NULL: The Absent Value
Why NULL is not zero, not empty string, and why it breaks the rules you expect.
NULL is the database's way of representing missing or unknown information. It is not zero. It is not an empty string. It is a special marker that says: we do not know what this value is. That semantic distinction has real consequences for how NULL behaves in comparisons, arithmetic, and aggregation, and understanding those consequences is one of the most important things you can do as a SQL writer.
NULL is not equal to anything, including itself
This is the behavior that surprises everyone at first:
SELECT 1 = NULL; -- returns NULL, not true or false
SELECT NULL = NULL; -- returns NULL, not true
The logic, once you accept the premise, is sound. If a value is unknown, you cannot conclude that it equals anything. You do not know what it is. An unknown value might equal 1, or it might not. The result of comparing it to 1 is therefore also unknown, which is NULL.
The practical consequence is that you cannot filter for NULL using =:
-- Returns zero rows, even if many employees have no manager
SELECT * FROM employees WHERE manager_id = NULL;
-- Correct
SELECT * FROM employees WHERE manager_id IS NULL;
SELECT * FROM employees WHERE manager_id IS NOT NULL;
Always use IS NULL and IS NOT NULL. Using = with NULL is not a syntax error; the query just silently returns nothing, which is worse.
NULL propagates through expressions
NULL is infectious. When you include NULL in almost any expression, the result is NULL:
| Expression | Result |
|---|---|
5 + NULL | NULL |
salary * 1.10 (if salary is NULL) | NULL |
| `'hello' | |
NULL AND TRUE | NULL |
NULL OR TRUE | TRUE (exception) |
NULL OR FALSE | NULL |
The OR TRUE exception exists because if one side is definitely true, the overall result is true regardless of the other operand. But AND and arithmetic follow the general rule: NULL in, NULL out.
This means that if a column can be NULL and you are using it in a calculation, the result for those rows will be NULL unless you handle it.
COALESCE: substituting a default
COALESCE returns the first non-NULL value from its argument list. It is the standard way to provide a default when a column might be NULL:
SELECT
name,
COALESCE(commission, 0) AS commission,
salary + COALESCE(commission, 0) AS total_compensation
FROM employees;
If commission is NULL, you get 0. If it has a value, you get that value. This prevents the NULL from propagating into the total_compensation calculation.
COALESCE accepts any number of arguments and returns the first non-NULL one. You can use it for fallback chains: COALESCE(preferred_name, first_name, 'Unknown').
NULL in aggregate functions
Aggregate functions mostly ignore NULL values, with one important exception:
| Function | Behavior with NULL |
|---|---|
COUNT(*) | Counts all rows, including those with NULLs |
COUNT(column) | Counts only non-NULL values in that column |
SUM(column) | Ignores NULLs, sums the rest |
AVG(column) | Ignores NULLs, averages the rest |
MIN / MAX | Ignores NULLs |
The distinction between COUNT(*) and COUNT(column) matters more than most beginners expect:
SELECT
COUNT(*) AS total_employees, -- everyone
COUNT(bonus) AS employees_with_bonus -- only those where bonus is not NULL
FROM employees;
Similarly, AVG(bonus) divides by the number of non-NULL values, not the total number of employees. If you want to treat NULL bonuses as zero, you need to be explicit: AVG(COALESCE(bonus, 0)).
The NOT IN trap
This is the most dangerous NULL behavior in practice. If any value in a NOT IN list is NULL, the entire expression evaluates to NULL, and zero rows are returned.

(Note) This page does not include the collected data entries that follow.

Issue #10, opened 2021-06-03
Perform health checks on actors and providers


autodidaddict:
Produce invocations that use the operation `HealthRequest` (or whatever the actual operation name is called) and periodically invoke actors and capability providers with this. Anything that fails a health request will emit a "health check failed" event. After a configurable number of failed events, the failing entity will be terminated.

PR #70, opened 2021-06-28
Health checks for providers and actors

autodidaddict:
Closing #10 

We now perform health checks every 30 seconds. For actors, the health check is performed internally and if we get any response at all from the actor, regardless of payload (this is status quo), then we assume it's healthy. We perform the same health check every 30 seconds for providers, except that we send the health check request payload directly on the providers `{rpc}.health` topic. If the provider fails to respond, we consider the health check a failure.

## Example Events

```
[#40] Received on [wasmbus.ctl.default.events]: '{"data":{"public_key":"MADQAFWOOOCZFDKYEYHC7AUQKDJTP32XUC5TDSMN4JLTDTU2WXBVPG4G"},"datacontenttype":"application/json","id":"8656a7a9-0727-464a-a60f-cda9216d2211","source":"NAVGJ2MWJYERFLQOKEDA57AFGB55YV6TPLHGBRRDSP75HVY2OCMOIRXK","specversion":"1.0","time":"2021-06-28T14:47:19.379813Z","type":"com.wasmcloud.lattice.health_check_passed"}'
[#43] Received on [wasmbus.ctl.default.events]: '{"data":{"link_name":"default","public_key":"VAG3QITQQ2ODAOWB5TTQSDJ53XK3SHBEIFNK4AYJ5RKAX2UNSCAPHA5M"},"datacontenttype":"application/json","id":"e9cb7cc6-b772-4caa-8fba-dc01fb91e321","source":"NAVGJ2MWJYERFLQOKEDA57AFGB55YV6TPLHGBRRDSP75HVY2OCMOIRXK","specversion":"1.0","time":"2021-06-28T14:47:57.518269Z","type":"com.wasmcloud.lattice.health_check_failed"}'
```


host_core/mix.exs
```diff
@@ -7,7 +7,7 @@ defmodule HostCore.MixProject do
       version: "0.20.0",
       elixir: "~> 1.12",
       start_permanent: Mix.env() == :prod,
-      compilers: [:rustler] ++ Mix.compilers(),
+      #   compilers: [:rustler] ++ Mix.compilers(),
```
brooksmtownsend, line 10: Is this an intentional change? I wasn't sure if this was left off to speed up dev time or something that should be removed entirely

host_core/lib/host_core/providers/provider_module.ex
```diff
@@ -75,12 +79,87 @@ defmodule HostCore.Providers.ProviderModule do
...
+    {:noreply, state}
+  end
+
   def handle_info({_ref, msg}, state) do
     Logger.info(msg)
 
     {:noreply, state}
   end
 
+  defp publish_health_passed(state) do
```
brooksmtownsend, line 109: Feels like we _could_ refactor the publish_health_passed|failed here since it's mostly the same between actors and providers, but I'm less of a fan of creating a file to share between the two modules just for this purpose. Just a callout if we refactor it later.

brooksmtownsend (changes requested):
Just one request to check out the mix.exs change, otherwise LGTM

host_core/mix.exs
autodidaddict: Yes, this is intentional. We were getting a warning that the compiler was deprecated and the folks in the Rustler channel in Elixir slack told me to remove it.

brooksmtownsend (approved):

PR #72, opened 2021-06-28
Add OTP 24 to our build matrix

brooksmtownsend:


autodidaddict (approved):
We can probably take 22 out of here, and just support 23 and 24.

brooksmtownsend:
@autodidaddict OTP 22 is the default version that comes with the windows installer (when I installed elixir from the website with their `exe` installer, OTP 22 is the latest version available) so I think that should stay until the installer is updated

autodidaddict:
> @autodidaddict OTP 22 is the default version that comes with the windows installer (when I installed elixir from the website with their `exe` installer, OTP 22 is the latest version available) so I think that should stay until the installer is updated

Bloody windows. Always ruining everything.

Issue #67, opened 2021-06-25
Create a distillery release


autodidaddict:
Add distillery to the project and run through the process of manually creating a release. Automate this into the CI pipeline so that when a `v0.x.y` tag is created, a new distillery release is created for Linux, Mac, and Windows and attached to the release as a `.tar.gz` file, e.g. `wasmcloud-host-x86_linux.tar.gz`.

Let's also figure out a way to automate the generation of the `aarch64` image.

brooksmtownsend:
### Finished items
- [x] Automation of creating the `wasmcloud_host-v0.20.0-x86_64-linux-gnu.tar.gz` artifact
- [x] Automation of creating and pushing the `wasmcloud_host:0.20.0` Docker image (hosted on wasmcloud.azurecr.io and docker.io)

### In Progress
- [ ] Automation of creating the `wasmcloud_host-v0.20.0-x86_64-macos.tar.gz` artifact using macos github runner

### Need to be done
- [ ] Automate the creation of release with a pushed tag that includes the above artifacts
- [ ] Automation of creating the `wasmcloud_host-v0.20.0-x86_64-windows.tar.gz` artifact
- [ ] Automation of creating the `wasmcloud_host-v0.20.0-aarch64-linux-gnu.tar.gz` artifact

### Optional / Post MVP
- [ ] Automation of creating the `wasmcloud_host-v0.20.0-aarch64-macos.tar.gz` artifact

@billyoung I'd be happy to pull up for a quick chat to go over the work that I've done, but the TL;DR is that the elixir runtime is packaged with a [distillery release](https://hexdocs.pm/distillery/home.html). This creates a standalone `.tar.gz` which can be unzipped and then ran using `./install_dir/wasmcloud_host foreground` or `./install_dir/wasmcloud_host start`. This, by itself, is an awesome system, but there are 2 parts that make it difficult.

1. The elixir runtime system (ERTS) is bundled with the application by default. This is compiled for an operating system/architecture, so it has to match. We have the option to not include the elixir runtime, but if we do that then the user must install the exact same version of elixir and erlang that we built it with or the project will fail to run.
2. We use Native Implemented Functions (NIFs) to bring in some of our Rust functionality as callable C functions. These must be compiled for an OS/ARCH, so even if we don't bundle the ERTS the NIFs will still have to match the host machine.

[...]

PR #86, opened 2021-07-01
Distillery Release

brooksmtownsend:
Part of #67 

## MVP Updated PR description
As mentioned in #67, the following parts have been completed:
-  Automation of creating the wasmcloud_host-v0.20.0-x86_64-linux-gnu.tar.gz artifact
-  Automation of creating and pushing the wasmcloud_host:0.20.0 Docker image (hosted on wasmcloud.azurecr.io and docker.io)
-  Automation of creating the wasmcloud_host-v0.20.0-x86_64-macos.tar.gz artifact using macos github runner

### Original Text
WIP with github actions to create and distribute a distillery release when a github release is created

Laying out some thoughts here, my ideal end goal is when we create a github release is that we release versions of wasmcloud_host (the web UI + host) and host_core (only the host, minimal) in the following build matrix:
os: [linux, macos, windows]
arch: [x86_64, aarch64]

We should produce 2 different artifacts for each combination. One that includes the web UI, and the `minimal` artifact that simply launch the host without the overhead of the phoenix server or the web assets (that are frankly a bit large)
- `wasmcloud_host-v<VERSION>-<os>-<arch>.tar.gz`
- `wasmcloud_host-minimal-v<VERSION>-<os>-<arch>.tar.gz`

**EDIT**
Currently, I have the ability to build a docker image including wasmcloud_host and two of the release artifacts we're interested in:
- `wasmcloud_host-v0.20.0-linux-x86_64-musl.tar.gz`
- `wasmcloud_host-v0.20.0-linux-x86_64-gnu.tar.gz`

We may not want to distinguish between libc installations, but it's worth mentioning that there are some compatibility issues between the two because of the Rust NIFs (musl libc vs glibc). 

The next lift of finishing out the release versions is _hopefully_ not going to be too bad, but compiling for windows, macos, and aarch64 are still unknowns.


autodidaddict:
so, just to clarify:
* `wasmcloud_host-v{VERSION}-<os>-<arch>.tar.gz` will be a distillery release for `wasmcloud_host`
* `wasmcloud_host-minimal-v{VERSION}-<os>-<arch>.tar.gz` will be a distillery release for `host_core`
?

brooksmtownsend:
@autodidaddict  that's correct. The goal of the minimal release would be to release the smallest tarGEEzy with all of the host functionality

brooksmtownsend:
Another option for build releases is not including the elixir runtime in some of our releases (simple flag `include_erts: false`). This doesn't bundle the elixir runtime with the release, which means that the user must install the same version of elixir, otp, and from my testing they must have the appropriate gcc installation for our Rust NIFs.

The idea for this would be that it's a release like `wasmcloud_host-v0.20.0-elixir1.12.2-otp24.tar.gz` and we'd need to include some installation instructions for the NIF required things. The benefit is that we'd support any architecture/os combo that elixir/otp/gcc supports.

brooksmtownsend:
> The downside is then the burden of installing the gaps in the matrix falls on the user instead of us. We need to keep the dev experience primary.

The more I think about it as well, is that if the user is going to go through all of those steps they might as well just clone the repository and run the server directly and not have to deal with matching elixir/otp versions.

autodidaddict:
Yeah if you want to mix and match and control the matrix yourself,  might as well do the build yourself. Releases should be for the easy things like "give me the OTP 24 version of wasmcloud" or "give me the OTP 23 version" etc.

autodidaddict:
This is a staggering amount of work... :clap: :clap: well done.

autodidaddict (approved):

brooksmtownsend:
@billyoung do you have any issues with anything here?

billyoung:
@brooksmtownsend looks great! :shipit:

-- Finds employees who are not managers -- or tries to
SELECT * FROM employees
WHERE id NOT IN (SELECT manager_id FROM employees);
If even one employee has a NULL manager_id (for example, the CEO who has no manager), the subquery returns a list that contains NULL. SQL cannot confirm that id is "not in" a list that contains an unknown value, so every comparison returns NULL, and every row is excluded.

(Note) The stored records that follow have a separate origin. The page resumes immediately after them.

PR #88, opened 2021-07-06
Renamed public_key field to sub for claims

brooksmtownsend:
This was causing a bug with the claims when starting an actor where we were looking for `public_key` and instead needed to look for the claims field `sub`.

@stevelr This is a small fix but just make sure that it works for your testing 👍🏻


stevelr:
I'll test with that - Thank!

stevelr (approved):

The fix: filter nulls from the subquery.
WHERE id NOT IN (
SELECT manager_id FROM employees
WHERE manager_id IS NOT NULL
)
Alternatively, use NOT EXISTS, which handles NULL correctly by design and is often clearer:
WHERE NOT EXISTS (
SELECT 1 FROM employees mgr
WHERE mgr.manager_id = employees.id
)
Designing for NULL
NULL is not a bug in SQL; it is a deliberate modeling tool. The discipline is to be intentional about which columns can be NULL and what that means in your domain. "No manager" is meaningfully different from "manager not yet recorded," and your schema design should reflect that. The more carefully you define which columns are nullable and why, the less surprising NULL's behavior will feel in practice.